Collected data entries
%%

Issue #311, opened 2022-01-15
Produce a better error message when running a script without ./ or absolute path


goxeq:
When I create a script and I try to submit it like `hq submit script.sh`, the job fails without giving any reasonable error, just 

```
Wait finished in 8ms 286us 671ns: 1 job failed
Some jobs have failed or have been canceled"`
```
After some experimentation I found out that it has to be submitted as `hq submit ./script.sh` 

Could this requirement to include `./ ` be dropped? Or at least give some better error message.

Kobzol:
Hi! This is actually a bit more subtle. I'll first explain why we can't easily prepend `./` to the command and then talk about potential solutions.

HyperQueue will try to execute the command that you pass to it exactly as you would have executed it in your shell. If you just write `script.sh` in your shell, it will most likely also not work.

If we e.g. prepended `./` to the command, or turned the first submitted command to an absolute path, it could change the meaning of the executed command.

For example, let's assume that we submit `hq submit program` from directory `/foo`, set the working directory to `/bar` and we have `program` located at `/baz` in `$PATH`.

- By default, when a worker executes this task, `program` will be looked up in `$PATH`, so `/baz/program` gets executed.
- If we prepended `./`, the worker would instead try to execute `/bar/program`.
- If we made the path absolute (relative to the submit directory), the worker would try to execute `/foo/program`.

We can't foresee the user's intentions, so the safest way is not to preprocess the command in any way.

However, there are two things that are not ideal in the current state:
- The produced error is quite misleading and frankly just bad, we will definitely improve it.
- Similarly to PBS, the user might actually want to submit a script containing directives, which should be immediately parsed by HyperQueue, instead of being lazily executed. In this situation `script.sh` should be fine, because it will be just some path resolved by HyperQueue at the moment of submission. We also plan to implement this (https://github.com/It4innovations/hyperqueue/issues/6).

Kobzol:
We have altered the error message slightly when a command fails to execute:
```
Before: IO error: No such file or directory (os error 2)
After: Error: Cannot execute "test.sh": No such file or directory (os error 2)
```
Is this error message be clearer for you? Or is there more information that you would like to see here?

goxeq:
The most helpful error message would be:

`Error: Command not found: "test.sh"` optionally, if the file is in working directory and is executable, followed by `Did you mean "./test.sh?"`

Also, where do these error messages go? I don't see them in the command output. I would expect them to go to stderr of the job, but that is empty.

[...]

PR #320, opened 2022-01-16
Improve error displayed when the executed command of a task is not found

Kobzol:
Execution error:
```
Error: Cannot execute "test.sh": <some error>
```

Execution error when the program was not found:
```
Error: Cannot execute "test.sh": No such file or directory (os error 2)
The program that you have tried to execute (test.sh) was not found.
```

Execution error when the program was not found, but it exists in the working directory of the task:
```
Error: Cannot execute "test.sh": No such file or directory (os error 2)
The program that you have tried to execute (test.sh) was not found.
The file "/projects/it4i/hyperqueue/test.sh" exists, maybe you have meant `./test.sh` instead?
```

CC @goxeq

Fixes: https://github.com/It4innovations/hyperqueue/issues/311

### DIFF
--- a/crates/hyperqueue/src/worker/start.rs
+++ b/crates/hyperqueue/src/worker/start.rs
@@ -1,5 +1,9 @@
+use std::ffi::OsStr;
+use std::fmt::Write;
 use std::io;
-use std::path::PathBuf;
+use std::io::ErrorKind;
+use std::os::unix::prelude::OsStrExt;
+use std::path::{Path, PathBuf};
 use std::process::ExitStatus;
 use std::rc::Rc;
 use std::time::Duration;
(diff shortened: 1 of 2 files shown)


crates/hyperqueue/src/worker/start.rs
```diff
@@ -225,6 +229,47 @@ async fn run_task(
...
+            let file = &program.args[0];
+            let mut msg = format!(
+                "\nThe program that you have tried to execute (`{}`) was not found.",
+                file
+            );
+
+            let path = Path::new(OsStr::from_bytes(file.as_bytes()));
+            if !path.is_absolute() && !path.starts_with(".") {
+                let possible_path = program.cwd.as_ref().unwrap().join(path);
+                if possible_path.exists() {
```
spirali, line 245: Maybe ``is_file`` is better than ``exists``?

Kobzol: Good point! We could also check that it's executable, but I'm already a bit afraid of FS latency here, since it's synchronous, so let's keep it at `is_file` for now.

spirali (approved):

PR #325, opened 2022-01-17
HQ directives

### LINKED ISSUE #6: Implement #HQ directives
Implement equivalent to #PBS directives in shell scripts

spirali:
Closes #6

### DIFF
--- a/CHANGELOG.md
+++ b/CHANGELOG.md
@@ -18,6 +18,12 @@
 
 ## New features
 
+
+### Job configurations
+   * ``#HQ`` directives - Job arguments can be defined inside a submitted script, e.g.
+     ``#HQ --cpus=4``.
+
+
 ### Worker configuration
   * You can now select what should happen when a worker loses its connection to the server using the
     new `--on-worker-lost` flag available for `worker start` and `hq alloc add` commands. You can find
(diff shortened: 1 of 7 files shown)


crates/hyperqueue/src/client/commands/submit.rs
```diff
@@ -309,7 +386,7 @@ pub async fn submit_computation(
         program: program_def,
         resources,
         pin,
-        priority,
+        priority: priority.unwrap_or(0),
```
Kobzol, line 389: Maybe we could introduce a separate function that will take the opts and fill in all defaults, so that it is on one place? Or at least we could fill the defaults on a single spot at the beginning of this function.

crates/hyperqueue/src/client/commands/directives.rs
```diff
@@ -0,0 +1,146 @@
+use crate::client::commands::submit::SubmitJobConfOpts;
```
Kobzol, line 1: I would put this file into the parent directory (`client`), or create a new directory `commands/submit` and put it there. The files in this directory should more or less correspond to individual command (or command groups).

Kobzol (approved):

PR #331, opened 2022-01-19
Dashboard: Added worker info table

vyomkeshj:
This PR aims to reintroduce worker_info_table to the dashboard.

### DIFF
--- a/crates/hyperqueue/src/dashboard/ui/screens/home/screen.rs
+++ b/crates/hyperqueue/src/dashboard/ui/screens/home/screen.rs
@@ -8,11 +8,13 @@ use crate::dashboard::ui::terminal::DashboardFrame;
 use crate::dashboard::ui::widgets::text::draw_text;
 
 use crate::dashboard::data::DashboardData;
+use crate::dashboard::ui::screens::home::worker_info_table::WorkerInfoTable;
 use tui::layout::{Constraint, Direction, Layout, Rect};
 
 #[derive(Default)]
 pub struct HomeScreen {
     worker_util_table: WorkerUtilTable,
+    worker_info_table: WorkerInfoTable,
     cluster_overview: ClusterOverviewChart,
 }
 
@@ -23,11 +25,14 @@ impl Screen for HomeScreen {
 
         self.cluster_overview.draw(layout.chart_chunk, frame);
         self.worker_util_table.draw(layout.body_chunk, frame);
+        self.worker_info_table.draw(layout.info_chunk, frame);
     }
 
     fn update(&mut self, data: &DashboardData) {
         self.worker_util_table.update(data);
         self.cluster_overview.update(data);
+        self.worker_info_table
+            .update(data, self.worker_util_table.get_selected_item());
     }
 
     /// Handles key presses for the components of the screen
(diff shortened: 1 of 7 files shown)


crates/hyperqueue/src/dashboard/ui/screens/home/screen.rs
```diff
@@ -23,18 +25,26 @@ impl Screen for HomeScreen {
...
     }
 
     /// Handles key presses for the components of the screen
     fn handle_key(&mut self, key: Key) {
         match key {
-            Key::Down => self.worker_util_table.select_next_worker(),
-            Key::Up => self.worker_util_table.select_previous_worker(),
+            Key::Down => {
+                self.worker_util_table.select_next_worker();
+                self.worker_info_table.change_info(self.worker_util_table.get_selected_item());
```
Kobzol, line 42: I would rather put the `change_info` call into `HomeScreen::update`. Or add `worker_id: Option<WorkerId>` as a parameter to `WorkerInfoTable::update`.

crates/hyperqueue/src/dashboard/ui/screens/home/worker_info_table.rs
```diff
@@ -0,0 +1,110 @@
...
+
+#[derive(Default)]
+pub struct WorkerInfoTable {
+    table: StatefulTable<WorkerInfoDataRow>,
+    current_worker_id: Option<WorkerId>,
+}
+
+#[derive(Default, Debug)]
+struct WorkerInfoDataRow {
+    pub label: String,
```
Kobzol, line 17:
```suggestion
    pub label: &'static str,
```
No need for this to be a heap-allocated `String`, since the labels are constant strings.

crates/hyperqueue/src/dashboard/ui/screens/home/worker_info_table.rs
```diff
@@ -0,0 +1,110 @@
...
+            TableColumnHeaders {
+                title: "Worker Info".to_string(),
+                inline_help: "".to_string(),
+                table_headers: None,
+                column_widths: vec![Constraint::Percentage(30), Constraint::Percentage(70)],
+            },
+            |data| {
+                Row::new(vec![
+                    Cell::from(data.label.to_string()),
+                    Cell::from(data.data.to_string()),
```
Kobzol, line 50:
```suggestion
                    Cell::from(data.data.clone()),
```
Again, we want to convey that we clone the string, not that we convert a string into a string :)

Kobzol (changes requested):

crates/hyperqueue/src/dashboard/ui/screens/home/worker_info_table.rs
```diff
@@ -0,0 +1,102 @@
...
+        self.table.draw(
+            rect,
+            frame,
+            TableColumnHeaders {
+                title: "Worker Info".to_string(),
+                inline_help: "".to_string(),
+                table_headers: None,
+                column_widths: vec![Constraint::Percentage(30), Constraint::Percentage(70)],
+            },
+            |data| Row::new(vec![Cell::from(data.label), Cell::from(data.data.clone())]),
```
Kobzol, line 44:
```suggestion
            |data| Row::new(vec![Cell::from(data.label), Cell::from(data.data.as_str())]),
```
Now we can avoid the clone :)

Issue #327, opened 2022-01-18
Make task list less width


spirali:
The task list table is so width that is no usable. 

![image](https://user-images.githubusercontent.com/263349/149905300-bcd007be-295b-4d54-bbc1-401eb1d6a762.png)

Lets make it again usable on ~100 column with terminal (if paths has a reasonable size).

Proposed modifications:
* Do not show start/end times by default (only when ``--show-times`` are used). And then show it in the same column "Time" like:
   ```
      999ms
      Start: xxxxxxxxxxx
      End: yyyyyyyyyyy
   ```
* Show paths in one column as:
  ```
  cwd: /path/xxxxxxxxxxxxxx
  out: /path/yyyyyyyyyyyyyyy
  err: /path/zzzzzzzzzzzzzzzz
  ```

PR #335, opened 2022-01-20
Make task table more narrow (dense) by putting times and paths into a single column

Kobzol:
This PR reduces the width of `hq job tasks` table. It also changes the format of printed times to be shorter.

Before:
image

After:
image

We should also clip the errors somehow probably, because these can be arbitrarily long.

Fixes: https://github.com/It4innovations/hyperqueue/issues/327

### DIFF
--- a/crates/hyperqueue/src/client/output/cli.rs
+++ b/crates/hyperqueue/src/client/output/cli.rs
@@ -124,11 +124,11 @@ impl CliOutput {
         ]);
         rows.push(vec![
             "Stdout".cell().bold(true),
-            stdio_to_cell(&program.stdout),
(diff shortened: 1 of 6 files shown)


crates/hyperqueue/src/client/output/cli.rs
```diff
@@ -519,12 +527,8 @@ impl Output for CliOutput {
             "Task ID".cell().bold(true),
```
spirali, line 527: Maybe just "ID" to save some columns in smaller jobs?

Kobzol: Good idea, I shortened it to just `ID`.

spirali (approved):

Issue #26, opened 2018-09-14
vendor-specific strings in HTTP headers


dongsupark:
The current distribution-spec contains vendor-specific strings like `Docker` in HTTP headers. Though it's not clear to me what we should do about it, because simple string substitutions would be incompatible changes. So I'm simply listing them below, without creating a PR.

* `Docker-Content-Digest`
  * https://github.com/opencontainers/distribution-spec/blob/59d293a11d862b2aad0c984dc6516f0401830045/changes.md
  * https://github.com/opencontainers/distribution-spec/blob/59d293a11d862b2aad0c984dc6516f0401830045/spec.md#digest-header
  * https://github.com/opencontainers/distribution-spec/blob/59d293a11d862b2aad0c984dc6516f0401830045/spec.md#existing-manifests
  * https://github.com/opencontainers/distribution-spec/blob/59d293a11d862b2aad0c984dc6516f0401830045/spec.md#existing-layers
  * https://github.com/opencontainers/distribution-spec/blob/59d293a11d862b2aad0c984dc6516f0401830045/spec.md#completed-upload
  * https://github.com/opencontainers/distribution-spec/blob/59d293a11d862b2aad0c984dc6516f0401830045/spec.md#cross-repository-blob-mount
  * https://github.com/opencontainers/distribution-spec/blob/59d293a11d862b2aad0c984dc6516f0401830045/spec.md#on-success-ok-3
  * https://github.com/opencontainers/distribution-spec/blob/59d293a11d862b2aad0c984dc6516f0401830045/spec.md#on-success-created
  * https://github.com/opencontainers/distribution-spec/blob/59d293a11d862b2aad0c984dc6516f0401830045/spec.md#on-success-ok-4
  * https://github.com/opencontainers/distribution-spec/blob/59d293a11d862b2aad0c984dc6516f0401830045/spec.md#on-success-temporary-redirect
  * https://github.com/opencontainers/distribution-spec/blob/59d293a11d862b2aad0c984dc6516f0401830045/spec.md#on-success-accepted-1
  * https://github.com/opencontainers/distribution-spec/blob/59d293a11d862b2aad0c984dc6516f0401830045/spec.md#on-success-upload-complete

* `Docker-Distribution-API-Version`
  * https://github.com/opencontainers/distribution-spec/blob/59d293a11d862b2aad0c984dc6516f0401830045/spec.md#api-version-check

* `Docker-Upload-UUID`
[...]

PR #64, opened 2019-06-18
spec: replace "Docker-" mnemonics

rchincha:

%%

* **Work request**
If a line of the entries contains "better", it counts; give the total of such lines and nothing more.

* **Exercise output**
3